WORK INSTRUCTIONS: Set out exactly every line of the entries below, starting at the line that holds "Clean-up WindowsDefenderConfigurator after" and stopping after the line that holds "import java.util.stream.Collectors;".

Records from a data source
═══

PR #1464, opened 2024-01-04
safe guard against NPE

elsazac:


mickaelistria:
Is a null check the best approach? Shouldn't the case of `tbsize == null` or `msize == null` throw an exception anyway? Or is the `null` case a possibly normal execution.

elsazac:
> Is a null check the best approach? Shouldn't the case of `tbsize == null` or `msize == null` throw an exception anyway? Or is the `null` case a possibly normal execution.

My idea was to make sure null cases do not break the code, as opposed to throwing exceptions from such a low level function that may not be handled downstream meaningfully. Do you think explicitly throwing exception here is a good idea?

laeubi:
At least `tbsize` is already checked for `null` before so it seems a valid case...

mickaelistria:
> Do you think explicitly throwing exception here is a good idea?

Note sure at all; that's why I'm asking your opinion here ;)

> At least tbsize is already checked for null before so it seems a valid case...

That's a good hint, thanks!

PR #1467, opened 2024-01-05
relax throws clause in overridden methods that do not throw

elsazac:
Refs: https://docs.oracle.com/javase/specs/jls/se8/html/jls-8.html#jls-8.4.8.3

### DIFF
--- a/bundles/org.eclipse.ui.workbench/Eclipse UI/org/eclipse/ui/internal/browser/DefaultWorkbenchBrowserSupport.java
+++ b/bundles/org.eclipse.ui.workbench/Eclipse UI/org/eclipse/ui/internal/browser/DefaultWorkbenchBrowserSupport.java
@@ -53,7 +53,7 @@ public class DefaultWorkbenchBrowserSupport extends AbstractWorkbenchBrowserSupp
 	}
 
 	protected IWebBrowser doCreateBrowser(int style, String browserId, String name, String tooltip)
-			throws PartInitException {
+	{
 		return new DefaultWebBrowser(this, browserId);
 	}
 
--- a/bundles/org.eclipse.ui.workbench/Eclipse UI/org/eclipse/ui/internal/browser/DefaultWorkbenchBrowserSupport.java
+++ b/bundles/org.eclipse.ui.workbench/Eclipse UI/org/eclipse/ui/internal/browser/DefaultWorkbenchBrowserSupport.java
@@ -15,7 +15,6 @@ package org.eclipse.ui.internal.browser;
 
 import java.util.HashMap;
 import java.util.Map;
-import org.eclipse.ui.PartInitException;
 import org.eclipse.ui.browser.AbstractWorkbenchBrowserSupport;
 import org.eclipse.ui.browser.IWebBrowser;
 
@@ -59,7 +58,7 @@ public class DefaultWorkbenchBrowserSupport extends AbstractWorkbenchBrowserSupp
 
 	@Override
 	public IWebBrowser createBrowser(int style, String browserId, String name, String tooltip)
-			throws PartInitException {
+	{
 		IWebBrowser browser = findBrowser(browserId == null ? getDefaultId() : browserId);
 		if (browser != null) {
 			return browser;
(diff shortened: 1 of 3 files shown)


bundles/org.eclipse.ui.workbench/Eclipse UI/org/eclipse/ui/internal/browser/DefaultWorkbenchBrowserSupport.java
```diff
@@ -53,7 +53,7 @@ IWebBrowser findBrowser(String id) {
 	}
 
 	protected IWebBrowser doCreateBrowser(int style, String browserId, String name, String tooltip)
```
laeubi, line 54: Please check the java warning

laeubi (dismissed):
It seems you need to adjust the javadoc as well then

elsazac:
> It seems you need to adjust the javadoc as well then

@laeubi looks like the javadoc of the overridden methods are dynamically adjusted as per the declaration.

before:
image (1)

after:
image (2)

bundles/org.eclipse.ui.workbench/Eclipse UI/org/eclipse/ui/internal/browser/DefaultWorkbenchBrowserSupport.java
elsazac: The java warnings are preexisting.

before:
image (3)

image (5)


after:
image (6)

laeubi:
Please check the build that shows new warnings, this maybe because you removed the exception from one place then another one becomes no longer throwing the exception as for example here:

https://ci.eclipse.org/platform/job/eclipse.platform.ui/job/PR-1467/1/java/new/source.ddf8b0c4-8449-4f37-a47f-0accdbbf3117/#62

elsazac:
> Please check the build that shows new warnings, this maybe because you removed the exception from one place then another one becomes no longer throwing the exception as for example here:
> 
> https://ci.eclipse.org/platform/job/eclipse.platform.ui/job/PR-1467/1/java/new/source.ddf8b0c4-8449-4f37-a47f-0accdbbf3117/#62

@laeubi Thanks for the clarification. Now I see where it is coming from. please have a look.

laeubi:
Build still shows one new compiler warning even though Jenkins seem to have problems parsing them:

https://ci.eclipse.org/platform/job/eclipse.platform.ui/job/PR-1467/3/java/new/type.1251191584/

elsazac:
> Please check the build that shows new warnings, this maybe because you removed the exception from one place then another one becomes no longer throwing the exception as for example here:
> 
> https://ci.eclipse.org/platform/job/eclipse.platform.ui/job/PR-1467/1/java/new/source.ddf8b0c4-8449-4f37-a47f-0accdbbf3117/#62

@laeubi we did a detailed investigation, and could not find any new warnings.
 - no of preexisting warnings : 2374
 - no of throws clause removed : 3
 - no of additional warnings introduced : 2
 - and hence no of additional throws clause removed : 2
 - no of current (with this commit) warnings : 2371
 
 I undone everything, and introduce the changes one by one and confirm that there is no additional warnings introduced.The yellow strip that Jenkins shows should contain three preexisting warnings (on unused parameters), probably it was hidden behind the throws clause warning and got highlighted after this commit - that's my theory.

laeubi:
> The yellow strip that Jenkins shows should contain three preexisting warnings (on unused parameters), probably it was hidden behind the throws clause warning and got highlighted after this commit

Its possible that this is now counted as new, can you just fix the warnings there?

elsazac:
> > The yellow strip that Jenkins shows should contain three preexisting warnings (on unused parameters), probably it was hidden behind the throws clause warning and got highlighted after this commit
> 
> Its possible that this is now counted as new, can you just fix the warnings there?

``` java
protected IWebBrowser doCreateBrowser(int style, String browserId, String name, String tooltip)
	{
		return new DefaultWebBrowser(this, browserId);
	}
```
this is the code. The warning complaints about unused params. I refrained from removing the params because it's a protected method (overridden methods may choose to use these params). what do you suggest?

merks:
Annotations can be used:

image

mickaelistria (approved):
Code is better, no new warning introduced, let's merge.
Other issues can be considered seperately (more easier tracking and better productivity)

laeubi:
`DefaultWorkbenchBrowserSupport` is an internal class so we can change it anytime and anyway...

PR #1469, opened 2024-01-05
convert legacy iterator to forEach lambda

elsazac:


bundles/org.eclipse.core.databinding.property/src/org/eclipse/core/internal/databinding/property/value/MapDelegatingValueObservableMap.java
```diff
@@ -162,36 +162,34 @@ private MapDiff<K, V> convertDiff(MapDiff<? extends K, ? extends I> diff) {
 			Map<K, V> newValues = new HashMap<>();
 
 			Set<? extends K> addedKeys = diff.getAddedKeys();
-			for (K key : addedKeys) {
+			addedKeys.forEach(key -> {
```
laeubi, line 166: Can you explain why this style is better the a classic foreach?

Also the commit message do not reflect this well as this is not an iterator (and I can't see iterators are legacy).

bundles/org.eclipse.core.databinding.property/src/org/eclipse/core/internal/databinding/property/value/MapDelegatingValueObservableMap.java
```diff
@@ -162,36 +162,34 @@ private MapDiff<K, V> convertDiff(MapDiff<? extends K, ? extends I> diff) {
...
+			changedKeys.forEach(key -> {
 				I oldMasterValue = diff.getOldValue(key);
 				I newMasterValue = diff.getNewValue(key);
 
 				V oldValue = cache.get(oldMasterValue);
 				V newValue = cache.get(newMasterValue);
 
 				if (Objects.equals(oldValue, newValue)) {
-					it.remove();
+					changedKeys.remove(key);
```
laeubi: I think iterator is required here because otherwise removing items from set might throw concurrent modification exception or is it guaranteed?

If one wants to "modernize" things, `removeIf(...)` might be the construct to choose here

bundles/org.eclipse.core.databinding.property/src/org/eclipse/core/internal/databinding/property/value/MapDelegatingValueObservableMap.java
```diff
@@ -270,12 +268,11 @@ public Object getValueType() {
 
 	private Set<K> keysFor(I masterValue) {
 		Set<K> keys = new HashSet<>();
-
-		for (Map.Entry<K, I> entry : masterMap.entrySet()) {
+		masterMap.entrySet().forEach(entry -> {
```
laeubi: same here what is the benefit of this construct? looking at the code I would say a more modern approach would be  using stream with filter and collect them into a set.

laeubi (changes requested):
Please try to explain why you think this improves anything also I'm not sure it will work to remove

bundles/org.eclipse.core.databinding.property/src/org/eclipse/core/internal/databinding/property/value/MapDelegatingValueObservableMap.java
elsazac: Thanks for the suggestion, made the changes by making use of `removeIf` API.

bundles/org.eclipse.core.databinding.property/src/org/eclipse/core/internal/databinding/property/value/MapDelegatingValueObservableMap.java
elsazac: made those changes as per your suggestion. please have a look.

bundles/org.eclipse.core.databinding.property/src/org/eclipse/core/internal/databinding/property/value/MapDelegatingValueObservableMap.java
elsazac: my understanding is `lambda` is preferred over traditional iterations(with trivial `for` loops for explicit `collection` iterators). Let me know if that's not the case., and I can remove this change.

iloveeclipse (changes requested):
Given that the change is not actually an improvement, I would prefer not to merge this PR.
There is no reason (neither style nor performance nor anyone) why it should be better as original code.

merks:
I'm certainly hoping that we don't see all for loops turned into lambdas just because it's possible and it's modern.  (At best it performs no worse than before, though, granted performance won't matter is most cases.)

elsazac:
I did some online search, and did not find any conclusive evidence that suggest lambda is an improvement over iterators.
So I acknowledge and respect your views.Thanks.

mickaelistria:
@elsazac Thanks for the contribution anyway. 1 aspect I would like to add "against" using lambdas for those simpler cases is that lambdas tend to make debugging slightly harder. So while they're usually great at making code more expressive and more focused with less boilerplate, in such cases where they're not an obvious win on performance, maintenance or readability, I think they shouldn't be forced in.

PR #1759, opened 2024-03-18
Clean-up WindowsDefenderConfigurator after subsequent check refinements

HannesWell:
Follow-up for https://github.com/eclipse-platform/eclipse.platform.ui/pull/1453. These clean-ups where hold back to reduce the risk for regressions late in the release cycle.
Some explanations also added in https://github.com/eclipse-platform/eclipse.platform.releng.aggregator/pull/1832 could also be added to the preference page.

### DIFF
--- a/bundles/org.eclipse.ui.workbench/Eclipse UI/org/eclipse/ui/internal/WindowsDefenderConfigurator.java
+++ b/bundles/org.eclipse.ui.workbench/Eclipse UI/org/eclipse/ui/internal/WindowsDefenderConfigurator.java
@@ -21,6 +21,7 @@ import java.io.IOException;
 import java.net.URISyntaxException;
 import java.nio.charset.StandardCharsets;
 import java.nio.file.Path;
+import java.util.Arrays;
 import java.util.Base64;
 import java.util.List;
 import java.util.Optional;
@@ -29,6 +30,7 @@ import java.util.concurrent.ExecutorService;
 import java.util.concurrent.Executors;
 import java.util.concurrent.Future;
 import java.util.stream.Collectors;
+import java.util.stream.Stream;
 import org.eclipse.core.runtime.CoreException;
 import org.eclipse.core.runtime.ILog;
 import org.eclipse.core.runtime.IProduct;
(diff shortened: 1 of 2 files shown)


jukzi:
Hi @HannesWell i just got aware that there is a platform and virusscanner independent possibility to test if a virusscanner is active for a certain directory/filetype:
```
Path path = Path.of("c:/temp/any.class"); // the path should match the directory and the fileextention to test
Files.writeString(path, "X5O!P%@AP[4\\PZX54(P^)7CC)7}$EICAR-STANDARD-ANTIVIRUS-TEST-FILE!$H+H*");
Files.readAllBytes(path); // throws FileSystemException if any virus scanner is active 
```
probably it would be nice to also inform users of other virusscanners, that they have a problem.

HannesWell:
@BeckerWdf FYI I have slightly updated the text also incorporating some of your doc-changes where I saw fit. I also renamed 'Windows Defender' to 'Microsoft Defender' in texts and labels since it is now branded as such.




> Hi @HannesWell i just got aware that there is a platform and virusscanner independent possibility to test if a virusscanner is active for a certain directory/filetype:
> 
> ```
> Path path = Path.of("c:/temp/any.class"); // the path should match the directory and the fileextention to test
> Files.writeString(path, "X5O!P%@AP[4\\PZX54(P^)7CC)7}$EICAR-STANDARD-ANTIVIRUS-TEST-FILE!$H+H*");
> Files.readAllBytes(path); // throws FileSystemException if any virus scanner is active 
> ```
> 
> probably it would be nice to also inform users of other virusscanners, that they have a problem.

That's interesting, thank you Jörg for that hint. There is even a [Wikipedia-article](https://en.wikipedia.org/wiki/EICAR_test_file) about it.
Nevertheless I'm not sure how to generalize this. From my experience in the past I can tell, that not all antivirus programs slow down Eclipse (that significantly). I had Bitdefender installed before working on this topic and never noticed such problems.
So it is probably highly depended on the exact software being used.
Furthermore there are also other ways on Windows obtain more general status information:
- `(Get-MpComputerStatus).AntivirusEnabled`
- `(Get-MpComputerStatus).AntispywareEnabled`
- `(Get-MpComputerStatus).BehaviorMonitorEnabled`

IIRC at least some also work for other AV software too.
But as said I don't think an exclusion is necessary in general and it would also be non trivial to implement for arbitrary AV products. Furthermore implementing a disabling logic for all would be practically impossible and just checking the directory can also be insufficient, because just like it is done for MS-Defender one can just exclude a processes by its full path and we can't use the suggested method to test that.

But if you think there is more to do, lets discuss that in a separate issue or PR. :)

═══

RESULT BELOW:
Clean-up WindowsDefenderConfigurator after subsequent check refinements

HannesWell:
Follow-up for https://github.com/eclipse-platform/eclipse.platform.ui/pull/1453. These clean-ups where hold back to reduce the risk for regressions late in the release cycle.
Some explanations also added in https://github.com/eclipse-platform/eclipse.platform.releng.aggregator/pull/1832 could also be added to the preference page.

### DIFF
--- a/bundles/org.eclipse.ui.workbench/Eclipse UI/org/eclipse/ui/internal/WindowsDefenderConfigurator.java
+++ b/bundles/org.eclipse.ui.workbench/Eclipse UI/org/eclipse/ui/internal/WindowsDefenderConfigurator.java
@@ -21,6 +21,7 @@ import java.io.IOException;
 import java.net.URISyntaxException;
 import java.nio.charset.StandardCharsets;
 import java.nio.file.Path;
+import java.util.Arrays;
 import java.util.Base64;
 import java.util.List;
 import java.util.Optional;
@@ -29,6 +30,7 @@ import java.util.concurrent.ExecutorService;
 import java.util.concurrent.Executors;
 import java.util.concurrent.Future;
 import java.util.stream.Collectors;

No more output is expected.